Scripture Reflections, Aug. 27, 2023
August 27, 2023
21st Sunday in Ordinary Time
Isaiah 22:19-23
Psalm 138
Romans 11:33-36
Matthew 16:13-20
Cleaning out my overstuffed bookshelves, I ran across a small book called “Poverty of Spirit” by Johannes Baptist Metz (Paulist Press, 1998). Metz was a German priest and theologian who died in 2019, having greatly contributed to a theological understanding of Jesus as one who lived in solidarity with those who suffer. The discovery was providential because currently a group of women and I are studying Matthew’s Beatitudes. It’s all so lovely, really, as we scrutinize the layers in the Beatitudes, which only bring us closer to a soulful conviction, a conviction that strips away at our ego, our self-aggrandizement and pride, leaving us to cry out, “O God, I am totally dependent upon you!” Blessed are the poor in spirit, Matthew says, and no one else modeled that poverty of spirit more than Jesus.
Metz looks particularly at the choices that Jesus made in the Gospels.
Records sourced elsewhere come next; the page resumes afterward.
Issue #581, opened 2021-03-03
Migrate CheckpointACKTxCmd


ssandeep:
It is currently commented out (checkpoint/client/cli/tx.go). Needs to be migrated and tested.

PR #582, opened 2021-03-03
added CheckpointACKTxCmd to tx cli of checkpoint

saikumar0x1967:
#581


ssandeep (approved):
Any additional test cases we need to add/uncomment for this?

saikumar0x1967:
@ssandeep  no need additional test cases for this change

PR #612, opened 2021-03-17
reduce the heimdall container size

saikumar0x1967:


ssandeep (approved):

jdkanani:
@saikumar0x1967 container shouldn't have `start` command. Because it will prevent other command in docker image.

They were always choices of humility aligning himself with the human condition, except for sin. Looking at the life of Jesus through the passage from Philippians 2:5-11, where we read that Jesus, though he was in the form of God, did not regard equality with God as something to grasp, Metz points out that “Jesus held back nothing; he clung to nothing, and nothing served as a shield for him. Even his true origin did not shield him, for he did not cling to equality with God.” (p. 10)
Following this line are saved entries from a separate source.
PR #715, opened 2021-07-15
Bridge nonce issue fix

0xKrishna:


bridge/setu/processor/staking.go
```diff
@@ -333,3 +385,61 @@ func (sp *StakingProcessor) isOldTx(cliCtx cliContext.CLIContext, txHash string,
...
+
+	stakingTxnCount, err := queryTxCount(sp.cliCtx, validatorId, currentHeight)
+	if err != nil {
+		sp.Logger.Error("Failed to query stake txns by txquery for the given validator", "validatorId", validatorId)
+		return false, 0, err
+	}
+
+	if stakingTxnCount != 0 {
+		sp.Logger.Info("Recent staking txn count for the given validator is not zero", "validatorId", validatorId, "currentNonce", currentNonce, "txnNonce", txnNonce, "currentHeight", currentHeight)
+		return false, 1, nil
```
ssandeep, line 409: @0xKrishna , why are we returning 1 here, sorry if I forgot this from our last discussion.

ssandeep (approved):

bridge/setu/processor/staking.go
0xKrishna: To make the incoming wait for 1 unit of time (i.e. 10 Seconds).
Why 1 unit only? Because if the txn has passed the nonce check that means that it's the next txn in line and we should minimize the wait in which it will come back again.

So, when Jesus resisted the three temptations of Satan in the desert, he chose instead poverty of spirit. By saying “no” to Satan, Jesus was saying “yes” to humility. In saying “yes” to humility, he was saying “no” to power, possessions and prestige. Rather, Jesus descended into the abyss of our human existence, penetrating its darkest depths.
Jesus knew what people were saying about him. He heard the detractors call him both a hero and Beelzebub. He learned to transcend the distractions because his heart and soul were set like a fierce fire toward building the Kingdom of God. But just as anyone knowing they are soon to die, Jesus took aside his beloved followers to ask them, not only what they were hearing about him, but who they thought him to be. “Who do you say that I am?” he asks.
The question is critical to their faith, and it is critical to our own. I think each of us needs to ask the question: “Who is Jesus Christ in our own lives?” The question will predicate all our choices and direction. We are either “in” all the way, or we flounder trying to understand life and its complexities without the light who is Jesus to guide us. Peter comes forth with the divinely inspired insight, “You are the Messiah, Son of the living God.” That understanding would be confirmed later on the Mount of Transfiguration where the voice of God from heaven declared Jesus to be the Beloved Son.
Retreating to Caesarea Phillippi, a pagan hotspot where idols were carved into the rocks, Jesus knows full well the culture there. Still, from the rocks flow the source of the river that forms the Jordan where John’s Baptism took place. Here in the shadows of idolatry, Jesus reveals himself as Messiah to his own. In the heart of darkness, the revelation of light emerges. What does this say about the poverty of Jesus? He must relinquish his vocation. As his divinity is revealed, he must also surrender it and not grasp at it. He must pass on his vision. He must give to the simple fisherman the keys to the kingdom. Jesus will not cling. He must allow his beloved followers to wander about in the inexplicable paradox of a saving God.
Out of the living waters from this rocky terrain, Jesus has a vision of his Church.
The keys, the power to bind and to loose, are handed over. I wonder if Jesus felt the utter helplessness in the moment he is exposed. Facing the reality of death, gaping into the darkness of suffering, a place where he could not see his Father’s face, “He reached his destiny, stretched taut between a despising earth that had rejected him and a faceless heaven thundering God’s ‘no’ to sinful humankind. He became utterly poor.” (p. 13)
Poverty of spirit is not a kid’s game, but an intentional, mature ingredient to living in the Kingdom of God. “Blessed are the poor in spirit, for theirs is the Kingdom of Heaven.”
It is no wonder Paul cries out, “How inscrutable are his judgments and how unsearchable his ways.”